I also disable Windows Update service and just run WU manually when I feel like updating and patching the OS (once a month at least), and the telemetry service is disabled too... just because I need the HDD to work on what is supposed to do, not to be hogged by that service always.
Right now, I'm on version 1703, because 1709 has so many bugs (slowdowns with the ribbon in explorer, poor implementation of security protections, just a bunch of features no one uses, Direct X issues and keeping bugs from older revisions) that I preferred to skip it and see if the next 1803 is better (crosses fingers)

It's funny... when Windows 7 became a thing, I installed it on a laptop and a desktop PC I still have, they are somewhat old, but I have never had the need to format and reinstall the OS, they are as fast and snappy as their hardware allows them to be... Rock stable OS that was.

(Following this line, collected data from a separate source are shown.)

PR #221, opened 2017-10-20
Enforce minimum host count consistently

infertux:
The `MinServers` setting refers to the minimum number of wallets connected needed to avoid errors and should be enforced consistently for _wallet_ hosts and _stakepoold_ hosts. Moreover, this change makes it easier to run in development mode by setting `MinServers` to 1.

This change allows me to have a self-contained VM to run dcrstakepool in development mode by setting `minservers=1` in _.dcrstakepool/dcrstakepool.conf_.

### DIFF
--- a/config.go
+++ b/config.go
@@ -539,9 +539,9 @@ func loadConfig() (*config, []string, error) {
 	// Add default wallet port for the active network if there's no port specified
 	cfg.WalletHosts = normalizeAddresses(cfg.WalletHosts, activeNetParams.WalletRPCServerPort)
 
-	if len(cfg.WalletHosts) < 2 {
-		str := "%s: you must specify at least 2 wallethosts"
-		err := fmt.Errorf(str, funcName)
+	if len(cfg.WalletHosts) < cfg.MinServers {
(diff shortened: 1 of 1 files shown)


infertux:
> MinServers is the minimum number of wallets connected not configured so this isn't quite right.

Oops I've read too fast. My bad.

> And it isn't really possible to run a proper development environment without 2+ wallets right now due to some issues in the code.

I've been running this code for a while now and even though I get a large amount of missed tickets, I do get successful votes as well, which is good enough for development/testing purposes.

> To be honest, a lot of the wallet handling and ticket/script checking can be gutted or simplified to achieve what you want. I can write up an issue for it and help you implement it if you're interested.

Sure, I'm definitely interested. I think it's important to lower the barrier for contributing to dcrstakepool. Right now, it's pretty cumbersome to set up a dev environment if you need multiple voting wallets with different IPs, etc.

jolan:
There are now a bunch of open related issues surrounding improving this but the short version is that there really shouldn't be a wallet connection at all nor restrictions on anything but the number of voting hosts (and we could relax that to 1 on testnet).  Closing this in favor of future work.

PR #231, opened 2017-12-03
bugfix: init grpcConnections with 0 len

detailyang:
now the default `grpcConnections` is maked by `grpcConnections := make([]*grpc.ClientConn, len(cfg.StakepooldHosts))`, it may cause get nil dereference when stakepoold is disable by `enablestakepoold = false`

### DIFF
--- a/server.go
+++ b/server.go
@@ -105,7 +105,7 @@ func runMain() int {
 	// Supported API versions are advertised in the API stats result
 	APIVersionsSupported := []int{1, 2}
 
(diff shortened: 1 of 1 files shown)


dajohi:
@detailyang Where is the nil dereference?

detailyang:
@dajohi  when call the AdminStatus controller at [https://github.com/decred/dcrstakepool/blob/master/controllers/main.go#L971](https://github.com/decred/dcrstakepool/blob/master/controllers/main.go#L971)

detailyang:
@dajohi  This fix is completely wrong, I will send a new PR to fix it, sorry:(

PR #236, opened 2017-12-11
config: use cfg.HomeDir to replace defaultHomeDir

detailyang:
Now we use the defaultHomeDir to create dir, it could failed when user change the home dir to another.


detailyang:
@jolan  thanks, i will look at this tomorrow but now it's too late and i need go to sleep:)

detailyang:
@jolan Did i missing something. This fix is about stakepoold which always use default homeDir rather than AppData just like what you said

PR #239, opened 2017-12-24
remove tee from tests

dajohi:


jolan:
Closing in favor of #245.

PR #250, opened 2018-01-23
[WIP] stakepoold: fix newly matured tkt edge case

### LINKED ISSUE #249: tickets that mature and are called to vote in the same block are not voted
stakepoold acts on notifications from dcrd but since the winning tickets notification typically arrives before the new tickets notification, we won't properly vote when a newly matured ticket is called to vote since live tickets are only appended when they mature.

jolan:
As mentioned in the linked issue, there's an edge case where a ticket
can mature and be picked to vote in the same block.  When this happens
it's basically just the luck of the draw as to if the new ticket
notification arrives before the winning ticket notification.  If it
doesn't, then we will fail to vote since we aren't aware of its presence
when we go to vote it.  This keeps a map of unknown winning tickets and
will attempt to vote such tickets from the new ticket handler.

WIP, needs tests added and live testing (and probably some more refactoring).
This shouldn't be a frequent occurrence on mainnet but still needs to be
addressed since it has been hit in production.

Resolves #249.

### DIFF
--- a/backend/stakepoold/server.go
+++ b/backend/stakepoold/server.go
@@ -44,6 +44,7 @@ type appContext struct {
 	addedLowFeeTicketsMSA   map[chainhash.Hash]string            // [ticket]multisigaddr
 	ignoredLowFeeTicketsMSA map[chainhash.Hash]string            // [ticket]multisigaddr
 	liveTicketsMSA          map[chainhash.Hash]string            // [ticket]multisigaddr
+	possiblyMissingTickets  map[chainhash.Hash]int64             // ticket]blockheight
 	userVotingConfig        map[string]userdata.UserVotingConfig // [multisigaddr]
 
 	// no locking required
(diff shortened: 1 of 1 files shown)


backend/stakepoold/server.go
```diff
@@ -44,6 +44,7 @@ type appContext struct {
 	addedLowFeeTicketsMSA   map[chainhash.Hash]string            // [ticket]multisigaddr
 	ignoredLowFeeTicketsMSA map[chainhash.Hash]string            // [ticket]multisigaddr
 	liveTicketsMSA          map[chainhash.Hash]string            // [ticket]multisigaddr
+	possiblyMissingTickets  map[chainhash.Hash]int64             // ticket]blockheight
```
infertux: Nitpick: missing opening bracket in comment.

JoeGruffins:
@jolan hello. Are you still working on this?

chappjc:
@JoeGruffins No, he's not on it anymore.  I suggest restarting the work with the latest stakepool architecture in mind.

PR #258, opened 2018-05-16
Correct licensing

jrick:
This project contains code governed by the MIT/X11 and ISC licenses.
The ISC license and copyrights have been added to the LICENSE file in
the root of the project, and the README has been updated to reflect
the current licensing.

### DIFF
--- a/LICENSE
+++ b/LICENSE
@@ -1,6 +1,6 @@
 The MIT License (MIT)
 
-Copyright (c) 2015-2017 The Decred developers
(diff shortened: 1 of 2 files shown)


chappjc:
How about we relicense it under ISC instead?

jrick:
If every copyright owner is contacted and agree with the change, that is possible.

The project also uses plenty of actual ISC-licensed code copied from other projects, so in reality, it's a mixed license.

PR #260, opened 2018-05-28
Replace "deCRED" occurences with "Decred".

jrick:
The name of the currency is Decred and the logo stylization does not
change that.


chappjc:
Wanna do this for dcrdata too?  :)

PR #266, opened 2018-08-13
Repress logs for unfound ticket lookups.

jrick:
The error string created by the dcrwallet JSON-RPC gettransaction when a
transaction is not found changed in the 1.3.0 release.  This change modifies
stakepoold to repress the newly-formatted errors from being logged.

While here, include a gofmt fix from Go 1.11.


chappjc:
I suggest merging this.  It is correct.

PR #270, opened 2018-10-29
Update config.go

guotie:
spilit AdminUserIDs by ,


dajohi:
I think we should drop the comma's support.  you can specify the option multiple times.

adminuserids=user@one.com
adminuserids=other@two.com

PR #287, opened 2018-12-20
linting and cleanup

chappjc:
Remove many unused function parameters and struct fields.
Move tests for +build go1.8 into general test file.


chappjc:
Rebased.

PR #289, opened 2019-01-21
 New dbtls parameter to configure encryption for the database connection

isuldor:
dbtls is a configurable parameter to set the go-sql-driver/mysql option for tls. [1]  Feedback would be very welcome as I have little experience contributing code. I was also intending to create a guide doc for how to setup mysqld with SSL on Debian. Unfortunately, while I was able to require an ssl connection and successfully connect from a remote host using mysql-client's `--ssl-verify-server-cert=on` feature, I wasn't actually able to get stakepoold to connect using tls, even with the insecure `skip-verify` option.  So I haven't really confirmed that this works, and I'm disappointed since this would have been an alternative to setting up IPSEC to secure the database connection. But I think I've read the golang documentation right, so hopefully someone will find this useful (or maybe I'll figure out what I missed someday!).

1: https://github.com/go-sql-driver/mysql#tls


dajohi:
@brianbaligad please rebase on top of current master.

isuldor:
I'm working on this, I just need to spend some time learning to work through git rebase errors.  Thanks for the patience!

PR #606, opened 2017-01-29
PICARD-958 Better fix for unicode errors when writing to stderr

Sophist-UK:
This replacement fix for PICARD-958 addresses the root cause of unicode errors when writing to stderr, and avoids poluting the error/debug log (which can handle unicode characters) with double `\\` which occur when you format any string with %r.

I have addressed all the relevant log statements that I could find, but it is entirely possible that I have missed some.

### DIFF
--- a/picard/log.py
+++ b/picard/log.py
@@ -113,7 +113,7 @@ def formatted_log_line(level, time, message, timefmt='hh:mm:ss',
 
 def _stderr_receiver(level, time, msg):
     try:
-        sys.stderr.write(formatted_log_line(level, time, msg + os.linesep))
+        sys.stderr.write("%r%s" % (formatted_log_line(level, time, msg), os.linesep))
     except UnicodeDecodeError:
         import traceback
         traceback.print_exc()
--- a/picard/log.py
+++ b/picard/log.py
@@ -113,7 +113,7 @@ def formatted_log_line(level, time, message, timefmt='hh:mm:ss',
 
 def _stderr_receiver(level, time, msg):
     try:
-        sys.stderr.write("%r%s" % (formatted_log_line(level, time, msg), os.linesep))
+        sys.stderr.write(formatted_log_line(level, time, msg + os.linesep))
     except UnicodeDecodeError:
         import traceback
         traceback.print_exc()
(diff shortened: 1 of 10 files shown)


Sophist-UK:
This PR reverts #605 and provides a better solution.

picard/log.py
```diff
@@ -113,7 +113,7 @@ def formatted_log_line(level, time, message, timefmt='hh:mm:ss',
 
 def _stderr_receiver(level, time, msg):
     try:
-        sys.stderr.write(formatted_log_line(level, time, msg + os.linesep))
+        sys.stderr.write("%r%s" % (formatted_log_line(level, time, msg), os.linesep))
```
zas: It will ouput the whole line as 'u"..."', not what we want (at all)

```
u"D: 14:23:36 WSREQ: Last request to (u'musicbrainz.org', 80) was 1000 ms ago, starting another one"
```
The issue is related to encodings and win console (and perhaps others), and we are using unicode internally, the exception you get is because you output to a console with another encoding and not all chars can be converted to the destination charmap.

See:
- http://stackoverflow.com/questions/5419/python-unicode-and-the-windows-console
- https://wiki.python.org/moin/PrintFails
- https://www.python.org/dev/peps/pep-0528/
- http://stackoverflow.com/questions/1545263/utf-8-in-python-logging-how

Can you try without this PR changes, but adding line:
```
sys.stderr = codecs.getwriter(locale.getpreferredencoding())(sys.stderr)
```
just before `sys.stderr.write(...)` call ?

Sophist-UK: Yes - I will try it.

However it doesn't mean we won't need the rest of the PR.

zas: > Yes - I will try it.
> 
> However it doesn't mean we won't need the rest of the PR.

The rest of the PR doesn't help to fix the issue, those changes will not go in 1.4, but the console encoding output fix may.

Sophist-UK:
OK - I have reverted the change to convert to unicode when writing to stderr and left the remainder in here.

I will create a second PR with @zas proposed changes so that we can test and merge that first, and then test this PR against Picard with that change merged.

Once I have submitted this second PR, I will rebase this one against that change so it is made pre-requisite.

Sophist-UK:
Unfortunately, @zas' proposed fix doesn't work reliably, and tweaks don't work either.

I have coded a different solution  which I have submitted as PR #607. The rest of this PR is also wrong, so closing.

PR #607, opened 2017-01-31
PICARD-958: Fix-stderr-unicode encoding-errors

Sophist-UK:
This is a further fix to [PICARD-958](https://tickets.metabrainz.org/browse/PICARD-958).

No point in having traceback.

Instead if we get a unicode error, we try using a repr format for the message instead.

This replaces [PR #606](https://github.com/metabrainz/picard/pull/606).

### DIFF
--- a/picard/log.py
+++ b/picard/log.py
@@ -20,7 +20,6 @@
 from __future__ import print_function
 import sys
 import os
-import codecs, locale
 from collections import deque
 from PyQt4 import QtCore
 from picard.util import thread
--- a/picard/log.py
+++ b/picard/log.py
@@ -20,6 +20,7 @@
 from __future__ import print_function
 import sys
 import os
+import codecs, locale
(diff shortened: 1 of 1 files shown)


Sophist-UK:
Note: This whole mess should go away if / when we move to Picard 3.

Sophist-UK:
It is better for Picard code to use repr formatting whenever file names or directories are sent to log.debug as doing it for the whole message puts the `u'string'` around the whole message instead of just the file name or directory, but this avoids any errors and outputs the log message to stderr even if the formatting is not perfect.

picard/log.py
```diff
@@ -20,6 +20,7 @@
 from __future__ import print_function
 import sys
 import os
+import codecs, locale
```
Sophist-UK: Yes - from previous attempts as per @zas suggestion.

I will remove.

PR #608, opened 2017-02-01
PICARD-970 Read files unbuffered in guess_format

Sophist-UK:
Resolves [PICARD-970](https://tickets.metabrainz.org/browse/PICARD-970).

### DIFF
--- a/picard/formats/__init__.py
+++ b/picard/formats/__init__.py
@@ -45,7 +45,9 @@ def supported_extensions():
 def guess_format(filename, options=_formats):
     """Select the best matching file type amongst supported formats."""
     results = []
-    with file(filename, "rb", 128) as fileobj:
+    # Since we are reading only 128 bytes and then immediately closing the file,
+    # use unbuffered mode.
+    with file(filename, "rb", 0) as fileobj:
         header = fileobj.read(128)
         # Calls the score method of a particular format's associated filetype
         # and assigns a positive score depending on how closely the fileobj's header matches
--- a/picard/formats/__init__.py
+++ b/picard/formats/__init__.py
@@ -45,7 +45,7 @@ def supported_extensions():
 def guess_format(filename, options=_formats):
     """Select the best matching file type amongst supported formats."""
     results = []
-    with file(filename, "rb") as fileobj:
+    with file(filename, "rb", 128) as fileobj:
         header = fileobj.read(128)
         # Calls the score method of a particular format's associated filetype
         # and assigns a positive score depending on how closely the fileobj's header matches


picard/formats/__init__.py
```diff
@@ -45,7 +45,7 @@ def supported_extensions():
 def guess_format(filename, options=_formats):
     """Select the best matching file type amongst supported formats."""
     results = []
-    with file(filename, "rb") as fileobj:
+    with file(filename, "rb", 128) as fileobj:
```
zas: I fear it would have a counter effect. Actually it may be much slower. Therefore please profile this code (that is using buffer of 128 instead of specifying none which is equal to using system default).

See https://docs.python.org/2/library/functions.html#open and http://stackoverflow.com/a/29712601

Sophist-UK:
I doubt it will be slower. AFAIK, setting a buffer size does not change the logic used, just the size of the buffer from the default.

Most windows file systems use NTFS with a 4K cluster size, so a default buffer of 8192 means it will read two clusters. And if the file is remote it will transmit 8192 bytes over the network.

However, having read the description again, it may be better to use zero i.e. unbuffered - after all we are going to read exactly 128 bytes and then close the file, so not worth buffering anything.

All that said, I have no idea how to profile this, nor the time to invest in that. So I will change buffer to zero and then leave it to others to decide whether to merge or close unmerged.

zas:
Without profiling, such change is too much a bet, and since it depends much on systems and filesystems, very hard to tell what is the exact effect.
So, until we are able to profile this in various envs, i prefer to not merge this PR.

@mwiencek @mineo @samj1912 : what do you think ?

samj1912:
I agree on not merging unless tested.

Also http://stackoverflow.com/questions/29712445/what-is-the-use-of-buffering-in-pythons-built-in-open-function

Doesn't seem like it will cause much of a change when reading small amounts of data.

Sophist-UK:
I don't see this as any more of a risk than adding the file reads when recently creating guess_format.

In the overall elapsed time for reading the file either locally or remotely, the cost of CPU cycles referred to in the links above for buffering / not buffering is trivial.

My main objective here is to reduce network traffic from 8192 to 128 bytes for remote files.

zas:
> I don't see this as any more of a risk than adding the file reads when recently creating guess_format.
> 
> In the overall elapsed time for reading the file either locally or remotely, the cost of CPU cycles referred to in the links above for buffering / not buffering is trivial.
> 
> My main objective here is to reduce network traffic from 8192 to 128 bytes for remote files. For an album of 20 tracks, a reduction of 20 x 8064B = c. 1.3Mb is reasonably significant.

I can think of so many reasons it wouldn't work as you expect... i will just give you a hint: i don't see any protocol, frame size, header size, encryption algorithm, compression algorithm, windowing algorithm, filesystem version and options, language version, library versions, memory size, processor specifications, disk cache technology, physical link specifications, etc... in this calculation.

Make proper measurements, not such simplistic calculations.

Note: i don't say the change you propose is good or bad, i don't know, but i know the only way to know is to measure.

Sophist-UK:
I think we are getting over focussed here. 

We were quite happy to add the guess_format function which adds a whole extra file operation for every file without benchmarking the consequences, but not happy to do a simple change to minimise the impact of it without an extensive benchmark.

I think this needs a quick suck it and see if it has any noticeable adverse impact just like the original change.

Sophist-UK:
> I can think of so many reasons it wouldn't work as you expect... i will just give you a hint: i don't see any protocol, frame size, header size, encryption algorithm, compression algorithm, windowing algorithm, filesystem version and options, language version, library versions, memory size, processor specifications, disk cache technology, physical link specifications, etc... in this calculation.

This was a quick back of the fag packet estimate. Which is better than no estimate at all for adding the guess_format code.

zas:
> I think we are getting over focussed here.
> 
> We were quite happy to add the guess_format function which adds a whole extra file operation for every file without benchmarking the consequences, but not happy to do a simple change to minimise the impact of it without an extensive benchmark.
> 
> I think this needs a quick suck it and see if it has any noticeable adverse impact just like the original change.

I don't understand why it is so hard for you to make measurements. Since you are lazy, and i think this patch *can* improve the situation, i wrote a test, and ran it on linux (kernel 3.19.0-32-generic, trusty, ext4 partition/RAID1 software, on WDC WD1003FZEX-0 hardrive)
Using this test script: https://gist.github.com/zas/fbaa942164b569067120895c60a4c0d5

And here the results:

python 2.7.6
```
python2 test_read.py /tmp/
Default buffer size: 8192
datasize: 16384
buf=    -1 files=  5000 secs=   0.110 usecsperfile=  22.089
buf=     0 files=  5000 secs=   0.056 usecsperfile=  11.259
buf=   128 files=  5000 secs=   0.057 usecsperfile=  11.325
buf= 16384 files=  5000 secs=   0.083 usecsperfile=  16.584
buf=   128 files=  5000 secs=   0.060 usecsperfile=  12.012
buf=     0 files=  5000 secs=   0.055 usecsperfile=  11.082
buf=    -1 files=  5000 secs=   0.095 usecsperfile=  18.923
```

python 3.4.3
```
python3 test_read.py /tmp/
Default buffer size: 8192
datasize: 16384
buf=    -1 files=  5000 secs=   0.123 usecsperfile=  24.618
buf=     0 files=  5000 secs=   0.077 usecsperfile=  15.379
buf=   128 files=  5000 secs=   0.096 usecsperfile=  19.185
buf= 16384 files=  5000 secs=   0.121 usecsperfile=  24.275
buf=   128 files=  5000 secs=   0.100 usecsperfile=  19.904
buf=     0 files=  5000 secs=   0.081 usecsperfile=  16.104
buf=    -1 files=  5000 secs=   0.106 usecsperfile=  21.275
```

Conclusion: **in my test env, the proposed change gives the best performance.**

Now, instead of arguing, you should run this test in your own env (network filesystem/windows i think), and post results.
Use wireshark or the like to sniff network traffic during tests.

Note 1 : when you submit a PR, it is up to you to convince it is a positive change, this time i took time to do proper tests, next time i will just ignore the PR.

Note 2: if you think using magic number instead extensions has a significant negative impact in your env, what about proposing a patch implementing an option to make it optional ?

Note 3: interesting, python3 vs python2 differences

Sophist-UK:
@zas I don't appreciate personal insults suggesting that "I am lazy". I have a lot of things I need to do that compete for my time, and compared to running a business and preparing to move house, Picard is a lower priority and gets a limited amount of time.

Secondly, I am great at enhancing existing code, but my skills to write stand-alone test cases are not there - so it would take me a disproportionate amount of time to create such a test myself.

Thirdly, there was nothing to suggest that my proposal would create a performance problem rather than make minor improvements - and as I said, no one bothered to test the impact of an extra file operation on every file or indeed bother discussing whether it was an issue that needed consideration before the code was merged.

However, I will certainly run your code against a remote test directory and post the results here.

Sophist-UK:
Possible minor bug in the test code: Does L49 `secs += t.secs` need to be indented to be within the `with` block that defines t.

mwiencek:
> Thirdly, there was nothing to suggest that my proposal would create a performance problem rather than make minor improvements - and as I said, no one bothered to test the impact of an extra file operation on every file or indeed bother discussing whether it was an issue that needed consideration before the code was merged.

I think the difference is that that PR was adding a feature rather than claiming to improve performance, whereas this PR is claiming to improve performance (without any measurements). I definitely agree it would've been wise to measure the performance of the previous PR too, but this one is claiming a specific improvement.

Sophist-UK:
I think what I was saying (or at least was thinking and trying to say) was that the PR was to select what should be the optimum parameters based on theory. I was hoping for rather than promising performance improvements, though even I knew they would be likely to be minor.

But I know that @zas wants code that is optimum - a recent comment from him on a PR was to use a set rather than a list for a likely len of < 10 because there as no need for duplicates in the list. He was right about that - we should code optimally - but this is a similar situation.

Sophist-UK:
Here are the results:
```
Using` '\\\\D630\\D630-D\\Paul' as temporary directory
No of files: 500
Filesize: 32768

Write took 60 seconds datarate=2107kbps
Read: buf=    -1 files=   500 secs=  22.053 usecsperfile=44105.994 effective-datarate=22kbps
Read: buf=     0 files=   500 secs=  21.431 usecsperfile=42862.001 effective-datarate=23kbps
Read: buf=   128 files=   500 secs=  21.440 usecsperfile=42880.006 effective-datarate=23kbps
Read: buf=  4096 files=   500 secs=  22.189 usecsperfile=44377.999 effective-datarate=22kbps
Read: buf=  8192 files=   500 secs=  41.663 usecsperfile=83325.996 effective-datarate=12kbps
Read: buf= 16384 files=   500 secs=  73.017 usecsperfile=146033.998 effective-datarate=6kbps
Read: buf=    -1 files=   500 secs=  23.115 usecsperfile=46230.000 effective-datarate=21kbps
Read: buf=     0 files=   500 secs=  22.401 usecsperfile=44801.996 effective-datarate=22kbps
Read: buf=   128 files=   500 secs=  22.209 usecsperfile=44418.001 effective-datarate=22kbps
Read: buf=  4096 files=   500 secs=  21.571 usecsperfile=43142.002 effective-datarate=23kbps
Read: buf=  8192 files=   500 secs=  42.298 usecsperfile=84595.998 effective-datarate=11kbps
Read: buf= 16384 files=   500 secs=  74.390 usecsperfile=148779.994 effective-datarate=6kbps
```

It looks to me like it is transmitting 4096 bytes minimum - perhaps because this is the cluster size of the hard drive on the remote server or possibly because that is some sort of default network block size.

So it appears that my PR makes little difference - and I am happy for it to be merged or dropped as others think best.

Sophist-UK:
P.S. Effective data rate is based on 128 bytes per file of usable data.

zas:
> @zas I don't appreciate personal insults suggesting that "I am lazy". I have a lot of things I need to do that compete for my time, and compared to running a business and preparing to move house, Picard is a lower priority and gets a limited amount of time.

Sorry i didn't want to insult you or anything, i'm myself quite lazy ;)

But everyone has limited time, and you often answer, when requested for more information or modifications, or in this case for measurements, that you lack of time and therefore will not do it, time is always a question of priorities.
If you lack of time to discuss/improve/modify/document your proposals, better not propose anything.
When you propose a patch "improving the performance" better give proofs of the actual improvement, it makes things easier for everyone.

> 
> Secondly, I am great at enhancing existing code, but my skills to write stand-alone test cases are not there - so it would take me a disproportionate amount of time to create such a test myself.
> 

If you don't measure, there is no point in attempting to improve performance, you'll lose your time.

> Thirdly, there was nothing to suggest that my proposal would create a performance problem rather than make minor improvements - and as I said, no one bothered to test the impact of an extra file operation on every file or indeed bother discussing whether it was an issue that needed consideration before the code was merged.
> 

That's not my opinion, especially when it comes to filesystems/low level operations/buffer sizes. Any tuning in this field needs to be carefully evaluated. And i had plenty of reasons thinking it would not achieve your goal (which was reducing the network traffic).
Also the gain (or loss) in performance of such change is very dependent on the environment.

> However, I will certainly run your code against a remote test directory and post the results here.

Yes. :+1:

zas:
> Here are the results:
> 
> Using` '\\\\D630\\D630-D\\Paul' as temporary directory
> No of files: 500
> Filesize: 32768
> 
> Write took 60 seconds datarate=2107kbps
> Read: buf=    -1 files=   500 secs=  22.053 usecsperfile=44105.994 effective-datarate=22kbps
> Read: buf=     0 files=   500 secs=  21.431 usecsperfile=42862.001 effective-datarate=23kbps
> Read: buf=   128 files=   500 secs=  21.440 usecsperfile=42880.006 effective-datarate=23kbps
> Read: buf=  4096 files=   500 secs=  22.189 usecsperfile=44377.999 effective-datarate=22kbps
> Read: buf=  8192 files=   500 secs=  41.663 usecsperfile=83325.996 effective-datarate=12kbps
> Read: buf= 16384 files=   500 secs=  73.017 usecsperfile=146033.998 effective-datarate=6kbps
> Read: buf=    -1 files=   500 secs=  23.115 usecsperfile=46230.000 effective-datarate=21kbps
> Read: buf=     0 files=   500 secs=  22.401 usecsperfile=44801.996 effective-datarate=22kbps
> Read: buf=   128 files=   500 secs=  22.209 usecsperfile=44418.001 effective-datarate=22kbps
> Read: buf=  4096 files=   500 secs=  21.571 usecsperfile=43142.002 effective-datarate=23kbps
> Read: buf=  8192 files=   500 secs=  42.298 usecsperfile=84595.998 effective-datarate=11kbps
> Read: buf= 16384 files=   500 secs=  74.390 usecsperfile=148779.994 effective-datarate=6kbps
> 
> It looks to me like it is transmitting 4096 bytes minimum - perhaps because this is the cluster size of the hard drive on the remote server or possibly because that is some sort of default network block size.
> 
> So it appears that my PR makes little difference - and I am happy for it to be merged or dropped as others think best.

Setting the buffering to 0 didn't show any degradation in performance, either on your tests or mine, so i think, since it is actually improving performance in some cases, that this change can go in.

zas:
> I think the difference is that that PR was adding a feature rather than claiming to improve performance, whereas this PR is claiming to improve performance (without any measurements). I definitely agree it would've been wise to measure the performance of the previous PR too, but this one is claiming a specific improvement.

Exactly.
But everyone seems to think i didn't evaluate the impact of the original PR. The fact is i did, after testing, found out it was very low, we discuss about it with @samj1912 , being perfectly aware of the impact of this move.
Next time, i'll attach the results of my tests to the PR, to make it clear. Sorry but @Sophist-UK isn't the sole person here having limited time.

That said, an option to toggle this feature would be convenient, as each user has a different env. It would make everyone happy.

mwiencek:
> But everyone seems to think i didn't evaluate the impact of the original PR. The fact is i did, after testing, found out it was very low, we discuss about it with @samj1912 , being perfectly aware of the impact of this move.

👍 Sorry for implying you didn't, I didn't follow the discussion closely.

Sophist-UK:
Oh no - not ANOTHER options checkbox!!

Sophist-UK:
> I think the difference is that that PR was adding a feature rather than claiming to improve performance, whereas this PR is claiming to improve performance (without any measurements). I definitely agree it would've been wise to measure the performance of the previous PR too, but this one is claiming a specific improvement.

> If you don't measure, there is no point in attempting to improve performance, you'll lose your time.

I think if you look back you will see that I have never suggested it would improve performance. I simply said that this looked like the optimal way of setting the parameters given the profile of the guess_format file reads and that it probably wouldn't be detrimental to performance.

Anyway, this is done now, so let's move on.

Sophist-UK:
How's that?

samj1912:
@Sophist-UK I think he meant in the commit message for https://github.com/metabrainz/picard/pull/608/commits/5acf8c5dffff750bf085a6c37b2f74d69d53e698

but that will require a rebase and force push to reword so I guess let's leave it for now and note it for future purposes?

PR #609, opened 2017-02-01
PICARD-972: Avoid save if file removed

Sophist-UK:
Handles both removal before save starts and removal whilst file is being
saved.

Resolves [PICARD-972](https://tickets.metabrainz.org/browse/PICARD-972).

### DIFF
--- a/picard/file.py
+++ b/picard/file.py
@@ -226,8 +226,8 @@ class File(QtCore.QObject, Item):
 
     def _saving_finished(self, result=None, error=None):
         # Handle file removed before save
-        # Result is None if save was skipped because file was removed. 
-        if self.state == File.REMOVED and result is not None:
+        # Result is None if save was skipped because file was removed.
+        if self.state == File.REMOVED and result is None:
             return
         old_filename = new_filename = self.filename
         if error is not None:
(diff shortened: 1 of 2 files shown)


picard/file.py
```diff
@@ -222,6 +225,9 @@ def _rmdir(dir):
             raise OSError
 
     def _saving_finished(self, result=None, error=None):
+        # Handle file removed
+        if self.state == File.REMOVED and not result:
```
zas: In the previous comment, please explain `and not result`

picard/file.py
```diff
@@ -247,8 +253,9 @@ def _saving_finished(self, result=None, error=None):
             self.clear_pending()
             self._add_path_to_metadata(self.orig_metadata)
 
-        del self.tagger.files[old_filename]
-        self.tagger.files[new_filename] = self
+        if self.state != File.REMOVED:
```
samj1912: Any reason we are checking here again? Didn't we already return earlier?

Sophist-UK: Yes - we get here if file was removed **during** the save - and we only add the file to the tagger if it wasn't removed.

Sophist-UK:
I still need to test this latest incarnation, but providing it is working OK it will be ready to merge.

Sophist-UK:
I still need to test this - so please wait on the merge until I do so later today.

Sophist-UK:
Ok - I have tested this - and the functionality works,fine.

But it has identified another bug which is that the log.debug messages are not flushed to stderr before the executable quits.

So yeah, probably this will be a surprise for some, but my experience with this toy like-flaky-as-hell OS has been terrible up to this day...


----------



## 2oodles (Jul 3, 2018)

iPhone OS


----------



## Lexiand (Jul 3, 2018)

I like windows 10
But when updates slow downs the computer and makes the disk usage high and even kill my computer
Im ripping my disc copy up


----------



## Hara Surya (Jul 3, 2018)

Worst OS I ever used was GEOS on the Commodore 64. It was a windowed operating system for a computer with a 1 MHz processor and 64KB of RAM. It took 10 minutes to load, to do anything it took several minutes to load even a window to manipulate files and while it had a WYSIWYG document editor simply turning the page took more than a minute. Also, I used a joystick to do everything rather than a mouse.


----------



## Redwulf16 (Jul 8, 2018)

Android OS. Androids are trashy poor-people phones and their operating system shows it. ome to think of it, iOS isn't too great either. Linux and windows FTW. Desktops 4 life.


----------



## Yumus (Jul 8, 2018)

Temple OS 

Its an os made by a schizophrenic basically

Ripped straight from wikipedia:
"Development for TempleOS began in 2003 after Davis suffered from a series of manic episodes that left him briefly hospitalized for mental health issues. Davis is a former atheist who proclaims that he has had "communications" with God, and that God told him the operating system he built was for God's third temple. According to Davis, TempleOS is of 'Divine' intellect due to the inspired nature of the code. According to Davis, God said to create the operating system with 640x480, 16 colors display and a single audio voice. The operating system was written in a programming language developed by Davis in C and C++, called "HolyC"."


----------



## Lopaw (Jul 22, 2018)

I know a load of people grew up with it but I hate MS-DOS with a passion because of how clumbersome it is having to type tree and cd a awful lot without any typos  just to get to what you want to run. Also hate it for making a load of games awkward or impossible to run without emulation.


----------



## Hara Surya (Jul 27, 2018)

SveltColt said:


> I like windows 10
> But when updates slow downs the computer and makes the disk usage high and even kill my computer
> Im ripping my disc copy up



I've found Windows Defender to be the main cause behind a lot of the disk-access slowdowns in Windows 10. In one case involving a large manual "drag and drop" backup it slowed the transfer rate by more than 90%. I downloaded the copy of McAfee my ISP provides for free and saw a huge boost in performance.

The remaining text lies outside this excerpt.